Items listed in a dataset:
"""

PR #167, opened 2018-11-29
Check that we have the required elements to instantiate a gst-player

ferjm:
r? @sdroege

### DIFF
--- a/backends/gstreamer/src/player.rs
+++ b/backends/gstreamer/src/player.rs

"""

Problem:
Give back the data above exactly as it appears.

Answer space:
PR #167, opened 2018-11-29
Check that we have the required elements to instantiate a gst-player

ferjm:
r? @sdroege

### DIFF
--- a/backends/gstreamer/src/player.rs
+++ b/backends/gstreamer/src/player.rs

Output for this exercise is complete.